**Task description:** Every record shown here must be duplicated without change.

Source material section start

Issue #3495, opened 2021-06-22
Add integration tests covering etcd snapshots.


dereknola:
**Describe the solution you'd like**
Using Ginko and Gomega, develop integration tests to serve as a model for future tests. These will focus on the etcd snapshot feature recently added.

**Additional context**
Related issues for etcd snapshot commands
https://github.com/k3s-io/k3s/issues/3309
https://github.com/k3s-io/k3s/issues/3278
https://github.com/k3s-io/k3s/issues/3240

dereknola:
Closing this as it only concerned testing.

PR #3695, opened 2021-07-21
Introduction of Integration Tests

dereknola:
#### Proposed Changes ####
This PR adds the first of many integration tests for K3s. It is focused on "etcd snapshots" and is primarily a CLI test. It utilizes ginkgo/gomega to drive the testing. A new command exec wrapper was created to enable the easy execution of K3s CLI commands in future tests.

Additionally the following minor changes were made:
- Added more detailed logging to `etcd-snapshot delete`
- Renamed existing unit tests to conform to standardized naming scheme (see below)
- Added GitHub action to run integration tests on PR, with code coverage reports

#### Types of Changes ####
New Feature
#### Verification ####
GitHub action now runs integration tests
Integration tests can be run manually with `go test ./pkg/... -run Integration`.

#### Linked Issues ####
https://github.com/k3s-io/k3s/issues/3495

#### User-Facing Change ####

```release-note
When deleting a snapshot, users should now see an info message telling them if the snapshot they tried to remove does not exist.
```

#### Testing Standards ####
The following testing convention is being established by this PR:
- Unit test files should be named `FILETOTEST_test.go`. Ex: `ectd_test.go`
- Integration test files should be named `FILETOTEST_int_test.go`. Ex: `ectd_int_test.go`
- Unit tests should be named `Test_Unit<FUNCTION>` or when testing a method `Test_Unit<RECIEVER>_<METHOD>`. 
  Ex: `Test_UnitBasicAuth` or `Test_UnitParser_findConfigFileFlag`
 - Integration tests should be named `Test_Integration<TESTNAME>`. Ex: `Test_IntegrationEtcd`
 
 These division ensure easy readability from both a folder and file search perspective. Additionally, this enables us to test integration and unit tests separately via different `go test` calls. This is vital as running both tests together has caused problem where unit tests will corrupt the configuration of integration tests  and vice versa.
 
Additionally, ginkgo/gomega should be used for all integration tests going forward, while the `gotests` tool should be used to generate a "table driven test" framework for unit tests.
 
#### Further Comments ####
 There was a lot of discussion around this PR of what constituted a integration test for this project. Some would consider the etcd snapshot test a "e2e" test. Unfortunately, K3s has a large number of interdependent packages, making it difficult to test packages independently. The `etcd` package for example, is tightly coupled with `cluster` package. Additionally, may of the functions in `ectd` are not exported, making accessing them in  a "black box" test impossible, but they are accessible via CLI. Future integration tests will straddle both CLI and where possible, individual packages tests. And at the end of the day, K3s currently lacks automated testing from a "user" perspective, making CLI tests both valuable and necessary. 
 
While this is a CNCF project, there was also discussion that new e2e tests could potentially incorporate testing of Rancher and K3s together, or testing of K3s and some other Kubernetes application.  This would make CLI testing more "on the level" of integration testing.

#### Future Work ####
 Additional PRs are needed for the following:
 - More integration tests
 - The establishment of documentation in this repo (either in the CONTRIBUTING.md or a new doc) around testing standards as outlined above.
 - Potential replacement of exec with direct calls to the CLI apps themselves (work on this so far has proven difficult to implement)
 - Inclusion of the `k3s-uninstall.sh` script directly into the k3s repo under `/scripts/`, or some other "cleanup" script. While tests should cleanup as much as possible after themselves, this would make hard cleaning between a large number of integration tests possible.


pkg/agent/loadbalancer/loadbalancer_test.go
```diff
@@ -84,7 +84,7 @@ func assertNotEqual(t *testing.T, a interface{}, b interface{}) {
 	}
 }
 
-func TestFailOver(t *testing.T) {
+func Test_FailOver(t *testing.T) {
```
briandowns, line 87: Why are we renaming all of the tests?

dereknola: It is explained more above, but basically its to help separate and distinguish between unit and integration tests. You can now run just integration tests with a call to `go test ./pkg/... -run TestIntegration_` and only unit tests with a call to `go test ./pkg/... -run Test_`. It was either establish a consistent and separate naming scheme or use build tags to enable separate testing.

pkg/util/tests/cmd.go
```diff
@@ -0,0 +1,80 @@
...
+func FindStringInCmdAsync(scanner *bufio.Scanner, target string) bool {
+	for scanner.Scan() {
+		if strings.Contains(scanner.Text(), target) {
+			return true
+		}
+	}
+	return false
+}
+
+//Launch a k3s command asynchronously
```
briandowns, line 56: Can you update this to the standard doc comment format and include one for the new, exported functions?

pkg/etcd/etcd_int_test.go
```diff
@@ -0,0 +1,120 @@
+package etcd_test
```
briandowns, line 1: Can you update this to be etcd or move it into another package called etcdtest but with no hyphens? This breaks standard conventions.

pkg/agent/loadbalancer/loadbalancer_test.go
briandowns: I wonder if it'd be clearer and easier to have Test_UnitFailover and Test_IntegrationSomething so we can simplify the exec of the tests ie `go test ./pkg/... -run Unit` and `go test ./pkg/... -run Integration`

dereknola: I will implement this suggestion. Personally I'm not attached with a specific name order, as long as we can easily distinguish between the Unit tests and Integration tests by name.

pkg/util/tests/cmd.go
```diff
@@ -0,0 +1,80 @@
...
+	}
+	return k3sBin
+}
+
+func IsRoot() bool {
+	currentUser, err := user.Current()
+	if err != nil {
+		return false
+	}
+	return currentUser.Username == "root"
```
briandowns, line 29: I'm curious if we should be looking for a uid of 0 rather than the login name as that has the ability to be manipulated.

pkg/etcd/etcd_int_test.go
dereknola: This does not break standard convention. There is an exception specifically for black-box testing. See https://pkg.go.dev/cmd/go#hdr-Test_packages
```
Test files that declare a package with the suffix "_test" will be compiled as a separate package, and then linked and run with the main test binary. 
```
There are examples of this in the go source code:
https://golang.org/src/cmd/go/note_test.go
https://golang.org/src/context/net_test.go

briandowns: Correct but that's an anti pattern that's been adopted that shouldn't be used. I'll find some articles as to why.

pkg/util/tests/cmd.go
dereknola: Comments added.

erikwilson:
Needs vendor update to resolve build failure

erikwilson (approved):

briandowns:
Did you get a second approval?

Source material section end

**Answer below:**
Issue #3495, opened 2021-06-22
Add integration tests covering etcd snapshots.


dereknola:
**Describe the solution you'd like**
Using Ginko and Gomega, develop integration tests to serve as a model for future tests. These will focus on the etcd snapshot feature recently added.

**Additional context**
Related issues for etcd snapshot commands
https://github.com/k3s-io/k3s/issues/3309
https://github.com/k3s-io/k3s/issues/3278
https://github.com/k3s-io/k3s/issues/3240

dereknola:
Closing this as it only concerned testing.

PR #3695, opened 2021-07-21
Introduction of Integration Tests

dereknola:
#### Proposed Changes ####
This PR adds the first of many integration tests for K3s. It is focused on "etcd snapshots" and is primarily a CLI test. It utilizes ginkgo/gomega to drive the testing. A new command exec wrapper was created to enable the easy execution of K3s CLI commands in future tests.

Additionally the following minor changes were made:
- Added more detailed logging to `etcd-snapshot delete`
- Renamed existing unit tests to conform to standardized naming scheme (see below)
- Added GitHub action to run integration tests on PR, with code coverage reports

#### Types of Changes ####
New Feature
#### Verification ####
GitHub action now runs integration tests
Integration tests can be run manually with `go test ./pkg/... -run Integration`.

#### Linked Issues ####
https://github.com/k3s-io/k3s/issues/3495

#### User-Facing Change ####

```release-note
When deleting a snapshot, users should now see an info message telling them if the snapshot they tried to remove does not exist.
```

#### Testing Standards ####
The following testing convention is being established by this PR:
- Unit test files should be named `FILETOTEST_test.go`. Ex: `ectd_test.go`
- Integration test files should be named `FILETOTEST_int_test.go`. Ex: `ectd_int_test.go`
- Unit tests should be named `Test_Unit<FUNCTION>` or when testing a method `Test_Unit<RECIEVER>_<METHOD>`. 
  Ex: `Test_UnitBasicAuth` or `Test_UnitParser_findConfigFileFlag`
 - Integration tests should be named `Test_Integration<TESTNAME>`. Ex: `Test_IntegrationEtcd`
 
 These division ensure easy readability from both a folder and file search perspective. Additionally, this enables us to test integration and unit tests separately via different `go test` calls. This is vital as running both tests together has caused problem where unit tests will corrupt the configuration of integration tests  and vice versa.
 
Additionally, ginkgo/gomega should be used for all integration tests going forward, while the `gotests` tool should be used to generate a "table driven test" framework for unit tests.
 
#### Further Comments ####
 There was a lot of discussion around this PR of what constituted a integration test for this project. Some would consider the etcd snapshot test a "e2e" test. Unfortunately, K3s has a large number of interdependent packages, making it difficult to test packages independently. The `etcd` package for example, is tightly coupled with `cluster` package. Additionally, may of the functions in `ectd` are not exported, making accessing them in  a "black box" test impossible, but they are accessible via CLI. Future integration tests will straddle both CLI and where possible, individual packages tests. And at the end of the day, K3s currently lacks automated testing from a "user" perspective, making CLI tests both valuable and necessary. 
 
While this is a CNCF project, there was also discussion that new e2e tests could potentially incorporate testing of Rancher and K3s together, or testing of K3s and some other Kubernetes application.  This would make CLI testing more "on the level" of integration testing.

#### Future Work ####
 Additional PRs are needed for the following:
 - More integration tests
 - The establishment of documentation in this repo (either in the CONTRIBUTING.md or a new doc) around testing standards as outlined above.
 - Potential replacement of exec with direct calls to the CLI apps themselves (work on this so far has proven difficult to implement)
 - Inclusion of the `k3s-uninstall.sh` script directly into the k3s repo under `/scripts/`, or some other "cleanup" script. While tests should cleanup as much as possible after themselves, this would make hard cleaning between a large number of integration tests possible.


pkg/agent/loadbalancer/loadbalancer_test.go
```diff
@@ -84,7 +84,7 @@ func assertNotEqual(t *testing.T, a interface{}, b interface{}) {
 	}
 }
 
-func TestFailOver(t *testing.T) {
+func Test_FailOver(t *testing.T) {
```
briandowns, line 87: Why are we renaming all of the tests?

dereknola: It is explained more above, but basically its to help separate and distinguish between unit and integration tests. You can now run just integration tests with a call to `go test ./pkg/... -run TestIntegration_` and only unit tests with a call to `go test ./pkg/... -run Test_`. It was either establish a consistent and separate naming scheme or use build tags to enable separate testing.

pkg/util/tests/cmd.go
```diff
@@ -0,0 +1,80 @@
...
+func FindStringInCmdAsync(scanner *bufio.Scanner, target string) bool {
+	for scanner.Scan() {
+		if strings.Contains(scanner.Text(), target) {
+			return true
+		}
+	}
+	return false
+}
+
+//Launch a k3s command asynchronously
```
briandowns, line 56: Can you update this to the standard doc comment format and include one for the new, exported functions?

pkg/etcd/etcd_int_test.go
```diff
@@ -0,0 +1,120 @@
+package etcd_test
```
briandowns, line 1: Can you update this to be etcd or move it into another package called etcdtest but with no hyphens? This breaks standard conventions.

pkg/agent/loadbalancer/loadbalancer_test.go
briandowns: I wonder if it'd be clearer and easier to have Test_UnitFailover and Test_IntegrationSomething so we can simplify the exec of the tests ie `go test ./pkg/... -run Unit` and `go test ./pkg/... -run Integration`

dereknola: I will implement this suggestion. Personally I'm not attached with a specific name order, as long as we can easily distinguish between the Unit tests and Integration tests by name.

pkg/util/tests/cmd.go
```diff
@@ -0,0 +1,80 @@
...
+	}
+	return k3sBin
+}
+
+func IsRoot() bool {
+	currentUser, err := user.Current()
+	if err != nil {
+		return false
+	}
+	return currentUser.Username == "root"
```
briandowns, line 29: I'm curious if we should be looking for a uid of 0 rather than the login name as that has the ability to be manipulated.

pkg/etcd/etcd_int_test.go
dereknola: This does not break standard convention. There is an exception specifically for black-box testing. See https://pkg.go.dev/cmd/go#hdr-Test_packages
```
Test files that declare a package with the suffix "_test" will be compiled as a separate package, and then linked and run with the main test binary. 
```
There are examples of this in the go source code:
https://golang.org/src/cmd/go/note_test.go
https://golang.org/src/context/net_test.go

briandowns: Correct but that's an anti pattern that's been adopted that shouldn't be used. I'll find some articles as to why.

pkg/util/tests/cmd.go
dereknola: Comments added.

erikwilson:
Needs vendor update to resolve build failure

erikwilson (approved):

briandowns:
Did you get a second approval?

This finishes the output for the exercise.